What time should you plan your secular ceremony?May 2, 2017
Secular Ceremony: Watch out for the rainJuly 6, 2017
Secular Ceremony: Beware of the sun
Are you dreaming of a secular outdoor wedding ceremony? If, as I explained in a previous article , rain is a factor to take into account, watch out for the sun! He too can come and spoil the party!
What all couples want is for the sun to come to the festivities, but many forget that too high a temperature can hamper your secular ceremony rather than making it more pleasant.
Indeed, while a generous ray of sunshine is certainly welcome, relentless heat is not! Many couples worry about how their ceremony will go if it rains but don't think for a minute about the consequences of a heatwave.
I have had the pleasure of celebrating more than a hundred secular ceremonies celebrated over the last 8 years, so allow me to share with you my experience so that your secular ceremony takes place in the best conditions even in the event of strong heat.
Rule #1 : Once you have agreed on the time of your secular ceremony, make sure, if possible, to visit the exact location of your ceremony at that same time a few weeks before the Big Day so that the sun is more or less in the same place. Where is he at the scheduled time? Will you and your guests be in the shade or in full sun?
Rule #2 : Check the weather forecast exactly as you would if it was raining. I strongly recommend that you choose another location at your reception venue if the temperature is expected to exceed 30°C. If there is no other alternative, budget for the rental of large umbrellas, shades or gazebos (again, just as you would to protect yourself from the rain).

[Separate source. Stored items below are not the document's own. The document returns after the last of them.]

PR #681, opened 2022-01-17
Upgrade to Play 2.6

jacobwinch:
## What does this change?

This PR upgrades to Play Framework to version 2.6, following the [migration guide](https://www.playframework.com/documentation/2.8.x/Migration26).

There are a number of significant changes between Play 2.5 and Play 2.6, so I've attempted to make minimal changes to other code/dependencies in order to keep this PR as small and easy to review as possible. That is, I've only touched other dependencies to workaround compiler/runtime errors. This PR is the first part of an effort to bring all of this project's dependencies up to date.

## How to test

I've deployed this to `CODE` and tested the following behaviour:

* Authentication
* Create base image
* Edit base image
* Delete base image
* Create recipe
* Clone recipe
* Edit recipe
* Delete recipe
* Bake an AMI
* Delete bake / AMIs

This is the first step towards bringing all dependencies for this project up to date. After this PR some dependencies will be a bit less out of date and other upgrades (e.g. [Scala version](https://www.playframework.com/documentation/2.8.x/Highlights26#Scala-2.12-support)) will be unblocked.

Yes, this is a significant upgrade and although I've done quite a bit of testing and fixed a number of bugs, it's possible that some things have been missed.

Rule n°3 : Pamper your guests by offering them something to refresh themselves with: Small bottles of water, fans, parasols, total screen, hats, misters, etc. especially if they have just attended your civil wedding ceremony. Put yourself in their place: After having crowded together in the wedding hall of your town hall and having survived an ambient temperature of 40°C, you then ask them to run to your reception venue to attend at another ceremony, this time sitting in full sun!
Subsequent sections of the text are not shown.